- [Data for this task]:

PR #5672, opened 2024-03-24
Only zip c_stdlib_version with compilers for CUDA

mbargull:
Checklist

There's no need to put the `c_stdlib_version` (and related keys) into the compiler-version zip key.
This tight coupling is only needed for the CUDA stuff.


beckermr (approved):

h-vetinari (approved):
Fine by me, though I'd like to see it tested (like #5607; instructions therein) against some relevant feedstocks, e.g. https://github.com/conda-forge/ucx-split-feedstock.

h-vetinari:
> I'd like to see it tested (like #5607; instructions therein) against some relevant feedstocks, e.g. https://github.com/conda-forge/ucx-split-feedstock.

I did this now (both with and without https://github.com/conda-forge/conda-smithy/pull/1889), and ucx-split, cupy, abseil-cpp, numpy all worked fine.

It's important to note that we _cannot_ remove (from #5607)
https://github.com/conda-forge/conda-forge-pinning-feedstock/blob/e29dc0a421641087716a75218da7d5936b2458ad/recipe/migrations/cuda120.yaml#L93-L94
as the CUDA 12 builds still need that for the zip to work (though the effect is somewhat surprising - not an error, but the CUDA 12 builds simply getting dropped); I experienced that because
```
conda-smithy rerender --no-check-uptodate -e conda_forge_pinning.yaml
```
ends up not pulling in the newest migrator versions, and so this happened for ucx-split & cupy.

mbargull:
FYI, AFAICT, there's only one feedstock for which the new `cdt_name` zipping would caused issues; I've address that in the feedstock at https://github.com/conda-forge/libusb-feedstock/pull/22 .
(And we only needed to add `c_stdlib_version` there without any of the compiler versions due to this PR, of course.)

- [Assignment]:
Write the data out again in full. Match it word for word.

- [Response to the task]:
PR #5672, opened 2024-03-24
Only zip c_stdlib_version with compilers for CUDA

mbargull:
Checklist

There's no need to put the `c_stdlib_version` (and related keys) into the compiler-version zip key.
This tight coupling is only needed for the CUDA stuff.


beckermr (approved):

h-vetinari (approved):
Fine by me, though I'd like to see it tested (like #5607; instructions therein) against some relevant feedstocks, e.g. https://github.com/conda-forge/ucx-split-feedstock.

h-vetinari:
> I'd like to see it tested (like #5607; instructions therein) against some relevant feedstocks, e.g. https://github.com/conda-forge/ucx-split-feedstock.

I did this now (both with and without https://github.com/conda-forge/conda-smithy/pull/1889), and ucx-split, cupy, abseil-cpp, numpy all worked fine.

It's important to note that we _cannot_ remove (from #5607)
https://github.com/conda-forge/conda-forge-pinning-feedstock/blob/e29dc0a421641087716a75218da7d5936b2458ad/recipe/migrations/cuda120.yaml#L93-L94
as the CUDA 12 builds still need that for the zip to work (though the effect is somewhat surprising - not an error, but the CUDA 12 builds simply getting dropped); I experienced that because
```
conda-smithy rerender --no-check-uptodate -e conda_forge_pinning.yaml
```
ends up not pulling in the newest migrator versions, and so this happened for ucx-split & cupy.

mbargull:
FYI, AFAICT, there's only one feedstock for which the new `cdt_name` zipping would caused issues; I've address that in the feedstock at https://github.com/conda-forge/libusb-feedstock/pull/22 .
(And we only needed to add `c_stdlib_version` there without any of the compiler versions due to this PR, of course.)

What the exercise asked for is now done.